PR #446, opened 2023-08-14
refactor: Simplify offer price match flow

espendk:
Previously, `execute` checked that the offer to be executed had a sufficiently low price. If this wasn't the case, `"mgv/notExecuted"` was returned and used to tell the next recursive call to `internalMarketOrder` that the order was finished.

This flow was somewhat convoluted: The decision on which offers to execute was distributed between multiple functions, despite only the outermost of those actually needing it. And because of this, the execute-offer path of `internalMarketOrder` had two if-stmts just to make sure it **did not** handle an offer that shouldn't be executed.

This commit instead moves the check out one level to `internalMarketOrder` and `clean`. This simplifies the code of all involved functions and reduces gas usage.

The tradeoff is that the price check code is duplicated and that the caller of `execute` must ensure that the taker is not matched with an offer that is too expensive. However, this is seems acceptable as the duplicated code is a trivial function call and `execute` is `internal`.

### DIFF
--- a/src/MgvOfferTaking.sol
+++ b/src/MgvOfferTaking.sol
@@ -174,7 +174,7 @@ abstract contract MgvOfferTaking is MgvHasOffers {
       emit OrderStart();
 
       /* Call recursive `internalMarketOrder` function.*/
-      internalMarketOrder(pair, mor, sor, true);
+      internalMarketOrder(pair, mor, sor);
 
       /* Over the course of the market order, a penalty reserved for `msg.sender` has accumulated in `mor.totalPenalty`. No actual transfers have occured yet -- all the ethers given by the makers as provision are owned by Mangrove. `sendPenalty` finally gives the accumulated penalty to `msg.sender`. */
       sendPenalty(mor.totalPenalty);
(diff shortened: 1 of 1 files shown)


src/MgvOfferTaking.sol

---+---

TASK DESCRIPTION —
All lines of the data above must be returned exactly.

WRITTEN SOLUTION —
PR #446, opened 2023-08-14
refactor: Simplify offer price match flow

espendk:
Previously, `execute` checked that the offer to be executed had a sufficiently low price. If this wasn't the case, `"mgv/notExecuted"` was returned and used to tell the next recursive call to `internalMarketOrder` that the order was finished.

This flow was somewhat convoluted: The decision on which offers to execute was distributed between multiple functions, despite only the outermost of those actually needing it. And because of this, the execute-offer path of `internalMarketOrder` had two if-stmts just to make sure it **did not** handle an offer that shouldn't be executed.

This commit instead moves the check out one level to `internalMarketOrder` and `clean`. This simplifies the code of all involved functions and reduces gas usage.

The tradeoff is that the price check code is duplicated and that the caller of `execute` must ensure that the taker is not matched with an offer that is too expensive. However, this is seems acceptable as the duplicated code is a trivial function call and `execute` is `internal`.

### DIFF
--- a/src/MgvOfferTaking.sol
+++ b/src/MgvOfferTaking.sol
@@ -174,7 +174,7 @@ abstract contract MgvOfferTaking is MgvHasOffers {
       emit OrderStart();
 
       /* Call recursive `internalMarketOrder` function.*/
-      internalMarketOrder(pair, mor, sor, true);
+      internalMarketOrder(pair, mor, sor);
 
       /* Over the course of the market order, a penalty reserved for `msg.sender` has accumulated in `mor.totalPenalty`. No actual transfers have occured yet -- all the ethers given by the makers as provision are owned by Mangrove. `sendPenalty` finally gives the accumulated penalty to `msg.sender`. */
       sendPenalty(mor.totalPenalty);
(diff shortened: 1 of 1 files shown)


src/MgvOfferTaking.sol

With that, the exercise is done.